Mayor Woods expressed potential concern regarding the impact on the Strategic Transportation Investments program if the contract is canceled and disruption to the “planned projects” within our own Metropolitan Planning Organization, known as CRTPO.

Negatives of the Contract

We discussed the concerns about the contract that include the 50 year term of the contract that is with a foreign owned company, unknown cost of tolling rates due to variable rate tolling, the potential complications with merging into and out of the managed lanes, and the depth of the asphalt in the managed lanes that prevents trucks from using them.  We agreed that there is work to be done to make the contract better.  I encouraged the Senators to read the Executive Summary that addresses how Texas handled tolling when their projects opened as well as their requirement to have trucks use the lanes.  Local road improvements, with the current dollars allocated, will offer alternate North / South corridors for our residents to help reduce the dependency of using I-77 when traveling within our community.

Closing Remarks

Mayor Woods and I expressed concerns for a loss in property values for our businesses and homeowners if we do not get our interstate system fixed now – not 10 years or longer from now.  We are already seeing real estate sales in larger homes going to other locations based on conversations with local leading realtors.  Our quality of life has been affected by long and unpredictable commute times to and from Mooresville to Charlotte.  I also expressed my opinion that the “on line” poll, with a few hundred respondents, does not accurately reflect a desire to cancel the current contract and stop construction that has been underway for 6 months with a completion date in 2.5 years.
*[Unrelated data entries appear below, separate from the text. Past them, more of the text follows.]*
PR #245, opened 2019-05-22
Add support for es6 inheritance of the player which is passed to the UI

stonko1994:
## Description
When an instance of an inherited player is passed to the UI our `PlayerWrapper` does not wrap all properties of the superclass correctly.

## Solution
Search for `PropertyDescriptor`s also of the prototype of the passed player instance.

### DIFF
--- a/src/ts/uimanager.ts
+++ b/src/ts/uimanager.ts
@@ -763,23 +763,16 @@ class PlayerWrapper {
     for (let property of properties) {
       // Get an eventually existing property descriptor to differentiate between plain properties and properties with
       // getters/setters.
-      const getPropertyDescriptor = (object: PlayerAPI): PropertyDescriptor => {
-        const propertyDescriptor = Object.getOwnPropertyDescriptor(object, property);
-        if (propertyDescriptor) {
-          return propertyDescriptor;
-        } else {
-          const childPrototype = Object.getPrototypeOf(object);
-          if (childPrototype) {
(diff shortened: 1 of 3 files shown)


src/ts/uimanager.ts
```diff
@@ -763,8 +763,23 @@ class PlayerWrapper {
     for (let property of properties) {
       // Get an eventually existing property descriptor to differentiate between plain properties and properties with
       // getters/setters.
-      let propertyDescriptor: PropertyDescriptor = Object.getOwnPropertyDescriptor(player, property) ||
-        Object.getOwnPropertyDescriptor(Object.getPrototypeOf(player), property);
+      const getPropertyDescriptor = (object: PlayerAPI): PropertyDescriptor => {
```
protyposis: `object` is a keyword in TypeScript so better to avoid that (wasn't used when the code was written, but is now).

Also just fyi this would be the iterative non-recursive way:
```ts
const propertyDescriptor = ((target: object) => {
    while (target) {
        const propertyDescriptor = Object.getOwnPropertyDescriptor(target, property);
        if (propertyDescriptor) {
            return propertyDescriptor;
        }
        target = Object.getPrototypeOf(target);
    }
})(player);
```

stonko1994: I prefer the non-recursive way as it's much cleaner.

stonko1994:
@protyposis sry for another review but I was able to add a simple test. Can you please also have a look at it.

Both Mayor Woods and I acknowledged that we have very mixed feelings within our community towards the project and that our Town Boards have passed several Resolutions against the managed Lanes project.

Dinner with the Mecklenburg County Legislative Delegation

After our meeting, as part of the annual state-wide Town Hall Day in Raleigh, I attended the Mecklenburg County dinner as the representative from our Town.  Other participants included the Governor, Legislators from both the House and Senate, City of Charlotte Leaders and representatives from all Towns across the county except for one. Senator Tarte, Mayor Woods and I had a brief discussion with House Representative Jeter to let him know about the meeting with Senator Berger.

At the conclusion of dinner, several short comments and speeches were provided by Legislators and Mayors.  I fully support the words of Senator Tarte and his offer to, “do whatever is required to support and keep Pat in the Governor’s Mansion beyond this November.”